Residents in Marseille, France, alerted police to music from a nightclub that should have been empty due to virus restrictions but instead kept the party going. On Saturday, police in London discovered a rave attended by 1,000 people. British police warned that properties rented on Airbnb and other short-term services were being used as pop-up party venues.
In August, police in Scotland broke up a party attended by more than 300 people at a mansion near Edinburgh. The owners said on Facebook that the young man who booked the house had seemed “very pleasant” and they were shocked to be told by a neighbor that “there was a huge rave and police were in attendance.”
Dozens of students have been fined for organizing illegal gatherings, including four undergraduates in the central England city of Nottingham who received the maximum 10,000 pound ($13,000) penalty after police broke up a house party.
“The very last thing we want to be doing as police officers is to be issuing these fines, but we have a responsibility to enforce the law and to keep people safe,” Nottinghamshire Police Assistant Chief Constable Kate Meynell said.
In Spain, most of the enforcement effort has involving nudging stragglers indoors after curfew. But there have been some extravagant exceptions. Police raided a brothel in the autonomous community of La Rioja four times in eight days last month for violating health codes designed to control infections. The owner could be fined nearly 100,000 euros ($116,000).
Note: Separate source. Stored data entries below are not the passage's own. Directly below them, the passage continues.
PR #2831, opened 2021-11-30
enable signature auth in public share auth middleware

C0rby:
## Description

Added signature authentication to the public share auth middleware.

## Motivation and Context

To support archive downloads in password protected public links we need some way to authenticate the requests.
We can't provide the password via the `Authorization` header because the download is triggered via browser mechanisms like `<a href=` and not via `fetch` or `XmlHttpRequests`.
Here the public share signature comes into play. To support archive downloads you can take the `signature` and `expiration` parameters from a files `downloadURL` and append them to the archive download url.

This could look like this:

In Madrid, police stopped the filming of a 50-person orgy. They said a pornographer arranged the event by making an open casting call with a pamphlet titled “Public Health Crime.” The weekend before Spain’s curfew took effect, police in Madrid also busted over 300 parties that violated a prohibition on get-togethers of more than six people. Even with the curfew in place, police broke up over 100 such gatherings in apartments and 22 “botellones” on Friday night alone.
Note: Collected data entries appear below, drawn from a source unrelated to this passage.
PR #2852, opened 2021-12-08
first prototype of a CS3 permissions service

C0rby:
This PR is part of the introduction of the permissions API to the CS3 APIs.
It implements the new permissions API.


ownclouders:
:boom: Acceptance test [<strong>localApiTests-apiSpaces-ocis</strong>](https://drone.owncloud.com/owncloud/ocis/8977/20/1) failed. Further test are cancelled...

C0rby:
# temporary hack for deleting a user

When deleting a user using the OCS api we want to delete the users home
space. Now to completely delete a space you need to send two requests.
First to 'disable' a space and a second one to really purge it.
This commit introduces this second purge request.
Furthermore the OCS api now also deletes all spaces owned by the user
not only the home space. This is needed since some tests create project
spaces and then lookup the space by name. When doing multiple runs
the tests will find several spaces with the same name and will sometimes
choose the wrong one which leads to test failures.

The whole test tear down should be changed to correctly clean up the
test setup.

settings/pkg/server/grpc/server.go
```diff
@@ -35,5 +40,37 @@ func Server(opts ...Option) grpc.Service {
...
+	type permissionsService interface {
+		CheckPermission(context.Context, *permissions.CheckPermissionRequest, *permissions.CheckPermissionResponse) error
+	}
+	type PermissionsAPI struct {
+		permissionsService
+	}
+	h := &permissionsServiceHandler{hdlr}
+	opts = append(opts, api.WithEndpoint(&api.Endpoint{
+		Name:    "PermissionsService.Checkpermission",
+		Path:    []string{"/api/v0/permissions/check-permission"},
```
micbar, line 60: do we need a new proxy rule for this or is this, or keep this internal. For me its ok to keep it internal for now.

micbar (approved):

settings/pkg/server/grpc/server.go
C0rby: Not at the moment. Currently we don't expose any gprc service.

settings/pkg/server/grpc/server.go
```diff
@@ -35,5 +40,37 @@ func Server(opts ...Option) grpc.Service {
...
+	return s.Handle(s.NewHandler(&PermissionsAPI{h}, opts...))
+}
+
+type permissionsServiceHandler struct {
+	api permissions.PermissionsAPIServer
+}
+
+func (h *permissionsServiceHandler) CheckPermission(ctx context.Context, req *permissions.CheckPermissionRequest, res *permissions.CheckPermissionResponse) error {
+	r, err := h.api.CheckPermission(ctx, req)
+	*res = *r
```
kobergj, line 74: Potential nil-pointer dereference? In case there is an `err` from `h.api.CheckPermission` `r` could be nil.

settings/pkg/store/filesystem/permissions.go
```diff
@@ -38,6 +38,25 @@ func (s Store) ReadPermissionByID(permissionID string, roleIDs []string) (*proto
...
+		}
+		for _, permission := range role.Settings {
+			if permission.Name == name {
+				if value, ok := permission.Value.(*proto.Setting_PermissionValue); ok {
+					return value.PermissionValue, nil
+				}
+			}
+		}
+	}
+	return nil, nil
```
kobergj, line 57: Should we return an error here? `return nil, nil` is dangerous as people could expect first value being not nil if the error is.

settings/pkg/server/grpc/server.go
C0rby: True, well spotted. :+1:

settings/pkg/store/filesystem/permissions.go
C0rby: :+1:

kobergj (approved):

Madrid officials say 30% of the country's new confirmed infections are in people ages 15-29 and that 80% of all known infections happen in groups of family members or friends. Madrid’s regional vice president, Ignacio Aguado, pleaded with young people to consider the consequences of their good times.
“The party you go to today can become the funeral of your father or grandfather in seven days or less," he said.
Jill Lawless contributed from London.